──────── SOURCE MATERIAL ────────

PR #387, opened 2025-04-03
Deterministic CodeGen

tom-ainc:
# Support  for non-cargo build systems

The use of a `HasherBuilder` that uses a random seed results in indeterminism in the code genera by `askama_derive`. This is fine for Cargo projects, however it causes issues with build systems (Buck2 in our case) that use a crate hashes.

# Solution

I've defined:

```rust
// askama_derive/lib.rs
type BuildHasherType = rustc_hash::FxSeededState;
const BUILD_HASHER = rustc_hash::FxSeededState::with_seed(1234); 
```

And updated all uses of `HashMap` in the crate to use the type alias & `BUILD_HASHER`, makes it easy to conditionally swap back to the random seed `HashBuilder` if you wanted to:

1. Gate the fixed seed hasher behind a feature or vice versa (although it shouldn't make a difference so I wouldn't bother),
2. Use a different hasher entirely if you feel like it...

# Draft

We're currently validating that this patch solves our problem, similar solutions have worked for us in the past for other dependencies, so should do.

### DIFF
--- a/askama_derive/src/generator.rs
+++ b/askama_derive/src/generator.rs
@@ -10,21 +10,21 @@ use std::sync::Arc;
 
 use parser::node::{Macro, Whitespace};
 use parser::{
-    CharLit, Expr, FloatKind, IntKind, MAX_RUST_KEYWORD_LEN, Num, RUST_KEYWORDS, StrLit, WithSpan,
+    CharLit, Expr, FloatKind, IntKind, Num, StrLit, WithSpan, MAX_RUST_KEYWORD_LEN, RUST_KEYWORDS,
 };
-use rustc_hash::FxBuildHasher;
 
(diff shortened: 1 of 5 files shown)


Kijewski:
I don't think that the use of our seeded caches makes the output indeterministic. E.g. the list of transcluded files is sorted before it gets printed out: https://github.com/askama-rs/askama/blob/6e987eb50dccb25081113ae92ed2376e0dc5a905/askama_derive/src/generator.rs#L155-L160

If you find an example that indeterministically generates code, then could you please post the differences between the generated sources?

The order in which transcluded files are read or their metadata is evaluated can be arbitrary with the current code, but that should not cause problems, or does it?

tom-ainc:
Just discovered this:

image

So this won't actually change anything... Closing the PR & will carry on looking...

PR #392, opened 2025-04-10
If using local variable as value when creating a new variable, do not put it behind a reference

### LINKED ISSUE #386: Inconsistent (or incorrect) reference semantics of `{% let %}`
I've ran into this issue when migrating from 0.12.1. The new behavior doesn't seem right, and also I haven't found mentions of it in the 0.13 relnotes.

Consider this template:
```
{%- let a = 1 -%}
{%- if a == 1 %}A{% endif -%}
{%- let b = a -%}
{%- if b == 1 %}B{% endif -%}
{%- let c = a + 0 -%}
{%- if c == 1 %}C{% endif -%}
```

This is valid Askama 0.12 template, however with Askama 0.13 it fails to compile on the second comparison, because `b` is suddenly a reference. This would be the correct Askama 0.13 template instead:
```
{%- let a = 1 -%}
{%- if a == 1 %}A{% endif -%}
{%- let b = a -%}
{%- if *b == 1 %}B{% endif -%}
{%- let c = a + 0 -%}
{%- if c == 1 %}C{% endif -%}
```

At the very least the new behavior is inconsistent, as `let` seems to add a reference level depending on type of the expression, and the rules of that are unclear. If adding a reference was intended behavior, this is inconvenient, as it would require adding `|deref`s to most places where defined variable is used. I'm not sure how Askama works with references under the hood, but from the user perspective I expect `let` to work as an alias to the specified value/expression and have the same reference level, which may be modified explicitly with `&`/`*`/`ref`/`deref`.

GuillaumeGomez:
Fixes #386.

Nothing tricky here, just an extra check. However, it adds more tests to enforce it and added explanations about it in the book. :)

### DIFF
--- a/askama_derive/src/generator/node.rs
+++ b/askama_derive/src/generator/node.rs
@@ -965,7 +965,11 @@ impl<'a> Generator<'a, '_> {
         }
 
         self.visit_target(buf, true, true, &l.var);
-        let (before, after) = if !is_copyable(val) {
+        // If it's not taking the ownership of a local variable or copyable, then we need to add
+        // a reference.
+        let (before, after) = if !matches!(**val, Expr::Var(name) if self.locals.get(name).is_some())
+            && !is_copyable(val)
+        {
             ("&(", ")")
         } else {
             ("", "")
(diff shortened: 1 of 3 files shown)


Kijewski (approved):
Thank you, esp. for adding a documentation!

PR #99, opened 2018-12-17
fix possible null dereference issues

davecramer:


symmetric-io/src/main/java/org/jumpmind/symmetric/io/stage/StagingManager.java
```diff
@@ -112,8 +112,17 @@ protected void clean(Path path, long ttlInMs, StagingPurgeContext context) throw
                 clean(entry, ttlInMs, context);
             } else {     
                 try {
+                    String parentDirectory ="";
```
jaredfrees, line 115: I think I would rather do it like this:
         
      try {
            String stagingPath = null;
            IStagedResource resource = null;
             if (entry.getParent() != null && entry.getFileName() != null) {
                    stagingPath = StagedResource.toPath(directory, 
                            new File((entry.getParent().toString() + "/" + entry.getFileName().toString())));
                    resource = createStagedResource(stagingPath);  
             }
             if (stagingPath != null) {

So we can avoid trying to make a new file with parentDirectory and entryName as empty strings ("") so the new FIle path would just be new File("/")

davecramer: Your call

jaredfrees (changes requested):
I would like to go with the changes I said before, but the rest looks good. So:
```
try {
    String stagingPath = null;
    IStagedResource resource = null;
    if (entry.getParent() != null && entry.getFileName() != null) {
        stagingPath = StagedResource.toPath(directory, 
            new File((entry.getParent().toString() + "/" + entry.getFileName().toString())));
        resource = createStagedResource(stagingPath);  
    }
    if (stagingPath != null) {
```

symmetric-io/src/main/java/org/jumpmind/symmetric/io/stage/StagingManager.java
davecramer: Actually looking at this again. What happens in your solution if the parent is null ?


If you really want to avoid creating the empty string it is relatively simple:

String entryName=null;
Then when we create  the file:
new File(parentDirectory + "/" + entryName==null?'':entryName)

jaredfrees: In my solution, if the parent is null then nothing happens because both the if blocks are skipped and the code goes to the next entry in the for loop.
I guess I was assuming if entry.getParent() and entry.getFileName() do not return null then it has the correct parent and filename. The parent could be the empty string but I wouldn't want to assume that unless it is returned from entry.getParent(). 
Also, in your code, you might as well just put String entryName=""; because if it is null you're saying it should just return an empty string into the new FIle( ... path ... )

davecramer: Parent is null if you are at the root. So if the path name was /  then parent is null.

jaredfrees: Okay good point I did not realize that. Then I think if entry.getFileName() is null then nothing should happen and if entry.getParent() is null then it can be the empty string.
Edit: I am going to look at the methods a bit more now to make sure.

davecramer:
Pretty sure I was attempting to replicate the existing behaviour without
changing the semantics.


Dave Cramer

jaredfrees:
You're right it does keep the existing behavior, I am going to accept these commits then.

jaredfrees:
Sorry for interrogating and thanks for the changes.

davecramer:
no worries, thanks!

PR #100, opened 2019-01-30
0003868: quote table names used in SQLITE3 pragma statements.

gislik:
This pull request fixes issue [0003868](https://www.symmetricds.org/issues/view.php?id=3868).


jaredfrees:
Hi, thank you very much for pointing this out. I am going to make this change on the current branch, but with a little different code so it is more maintainable in the future. It will make it easier for use the accept your changes in the future if you sign this license agreement first: https://www.symmetricds.org/developer/contributor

────────

Set down the whole listing again, exactly as shown above.

(ANSWER TO THE PROBLEM):
PR #387, opened 2025-04-03
Deterministic CodeGen

tom-ainc:
# Support  for non-cargo build systems

The use of a `HasherBuilder` that uses a random seed results in indeterminism in the code genera by `askama_derive`. This is fine for Cargo projects, however it causes issues with build systems (Buck2 in our case) that use a crate hashes.

# Solution

I've defined:

```rust
// askama_derive/lib.rs
type BuildHasherType = rustc_hash::FxSeededState;
const BUILD_HASHER = rustc_hash::FxSeededState::with_seed(1234); 
```

And updated all uses of `HashMap` in the crate to use the type alias & `BUILD_HASHER`, makes it easy to conditionally swap back to the random seed `HashBuilder` if you wanted to:

1. Gate the fixed seed hasher behind a feature or vice versa (although it shouldn't make a difference so I wouldn't bother),
2. Use a different hasher entirely if you feel like it...

# Draft

We're currently validating that this patch solves our problem, similar solutions have worked for us in the past for other dependencies, so should do.

### DIFF
--- a/askama_derive/src/generator.rs
+++ b/askama_derive/src/generator.rs
@@ -10,21 +10,21 @@ use std::sync::Arc;
 
 use parser::node::{Macro, Whitespace};
 use parser::{
-    CharLit, Expr, FloatKind, IntKind, MAX_RUST_KEYWORD_LEN, Num, RUST_KEYWORDS, StrLit, WithSpan,
+    CharLit, Expr, FloatKind, IntKind, Num, StrLit, WithSpan, MAX_RUST_KEYWORD_LEN, RUST_KEYWORDS,
 };
-use rustc_hash::FxBuildHasher;
 
(diff shortened: 1 of 5 files shown)


Kijewski:
I don't think that the use of our seeded caches makes the output indeterministic. E.g. the list of transcluded files is sorted before it gets printed out: https://github.com/askama-rs/askama/blob/6e987eb50dccb25081113ae92ed2376e0dc5a905/askama_derive/src/generator.rs#L155-L160

If you find an example that indeterministically generates code, then could you please post the differences between the generated sources?

The order in which transcluded files are read or their metadata is evaluated can be arbitrary with the current code, but that should not cause problems, or does it?

tom-ainc:
Just discovered this:

image

So this won't actually change anything... Closing the PR & will carry on looking...

PR #392, opened 2025-04-10
If using local variable as value when creating a new variable, do not put it behind a reference

### LINKED ISSUE #386: Inconsistent (or incorrect) reference semantics of `{% let %}`
I've ran into this issue when migrating from 0.12.1. The new behavior doesn't seem right, and also I haven't found mentions of it in the 0.13 relnotes.

Consider this template:
```
{%- let a = 1 -%}
{%- if a == 1 %}A{% endif -%}
{%- let b = a -%}
{%- if b == 1 %}B{% endif -%}
{%- let c = a + 0 -%}
{%- if c == 1 %}C{% endif -%}
```

This is valid Askama 0.12 template, however with Askama 0.13 it fails to compile on the second comparison, because `b` is suddenly a reference. This would be the correct Askama 0.13 template instead:
```
{%- let a = 1 -%}
{%- if a == 1 %}A{% endif -%}
{%- let b = a -%}
{%- if *b == 1 %}B{% endif -%}
{%- let c = a + 0 -%}
{%- if c == 1 %}C{% endif -%}
```

At the very least the new behavior is inconsistent, as `let` seems to add a reference level depending on type of the expression, and the rules of that are unclear. If adding a reference was intended behavior, this is inconvenient, as it would require adding `|deref`s to most places where defined variable is used. I'm not sure how Askama works with references under the hood, but from the user perspective I expect `let` to work as an alias to the specified value/expression and have the same reference level, which may be modified explicitly with `&`/`*`/`ref`/`deref`.

GuillaumeGomez:
Fixes #386.

Nothing tricky here, just an extra check. However, it adds more tests to enforce it and added explanations about it in the book. :)

### DIFF
--- a/askama_derive/src/generator/node.rs
+++ b/askama_derive/src/generator/node.rs
@@ -965,7 +965,11 @@ impl<'a> Generator<'a, '_> {
         }
 
         self.visit_target(buf, true, true, &l.var);
-        let (before, after) = if !is_copyable(val) {
+        // If it's not taking the ownership of a local variable or copyable, then we need to add
+        // a reference.
+        let (before, after) = if !matches!(**val, Expr::Var(name) if self.locals.get(name).is_some())
+            && !is_copyable(val)
+        {
             ("&(", ")")
         } else {
             ("", "")
(diff shortened: 1 of 3 files shown)


Kijewski (approved):
Thank you, esp. for adding a documentation!

PR #99, opened 2018-12-17
fix possible null dereference issues

davecramer:


symmetric-io/src/main/java/org/jumpmind/symmetric/io/stage/StagingManager.java
```diff
@@ -112,8 +112,17 @@ protected void clean(Path path, long ttlInMs, StagingPurgeContext context) throw
                 clean(entry, ttlInMs, context);
             } else {     
                 try {
+                    String parentDirectory ="";
```
jaredfrees, line 115: I think I would rather do it like this:
         
      try {
            String stagingPath = null;
            IStagedResource resource = null;
             if (entry.getParent() != null && entry.getFileName() != null) {
                    stagingPath = StagedResource.toPath(directory, 
                            new File((entry.getParent().toString() + "/" + entry.getFileName().toString())));
                    resource = createStagedResource(stagingPath);  
             }
             if (stagingPath != null) {

So we can avoid trying to make a new file with parentDirectory and entryName as empty strings ("") so the new FIle path would just be new File("/")

davecramer: Your call

jaredfrees (changes requested):
I would like to go with the changes I said before, but the rest looks good. So:
```
try {
    String stagingPath = null;
    IStagedResource resource = null;
    if (entry.getParent() != null && entry.getFileName() != null) {
        stagingPath = StagedResource.toPath(directory, 
            new File((entry.getParent().toString() + "/" + entry.getFileName().toString())));
        resource = createStagedResource(stagingPath);  
    }
    if (stagingPath != null) {
```

symmetric-io/src/main/java/org/jumpmind/symmetric/io/stage/StagingManager.java
davecramer: Actually looking at this again. What happens in your solution if the parent is null ?


If you really want to avoid creating the empty string it is relatively simple:

String entryName=null;
Then when we create  the file:
new File(parentDirectory + "/" + entryName==null?'':entryName)

jaredfrees: In my solution, if the parent is null then nothing happens because both the if blocks are skipped and the code goes to the next entry in the for loop.
I guess I was assuming if entry.getParent() and entry.getFileName() do not return null then it has the correct parent and filename. The parent could be the empty string but I wouldn't want to assume that unless it is returned from entry.getParent(). 
Also, in your code, you might as well just put String entryName=""; because if it is null you're saying it should just return an empty string into the new FIle( ... path ... )

davecramer: Parent is null if you are at the root. So if the path name was /  then parent is null.

jaredfrees: Okay good point I did not realize that. Then I think if entry.getFileName() is null then nothing should happen and if entry.getParent() is null then it can be the empty string.
Edit: I am going to look at the methods a bit more now to make sure.

davecramer:
Pretty sure I was attempting to replicate the existing behaviour without
changing the semantics.


Dave Cramer

jaredfrees:
You're right it does keep the existing behavior, I am going to accept these commits then.

jaredfrees:
Sorry for interrogating and thanks for the changes.

davecramer:
no worries, thanks!

PR #100, opened 2019-01-30
0003868: quote table names used in SQLITE3 pragma statements.

gislik:
This pull request fixes issue [0003868](https://www.symmetricds.org/issues/view.php?id=3868).


jaredfrees:
Hi, thank you very much for pointing this out. I am going to make this change on the current branch, but with a little different code so it is more maintainable in the future. It will make it easier for use the accept your changes in the future if you sign this license agreement first: https://www.symmetricds.org/developer/contributor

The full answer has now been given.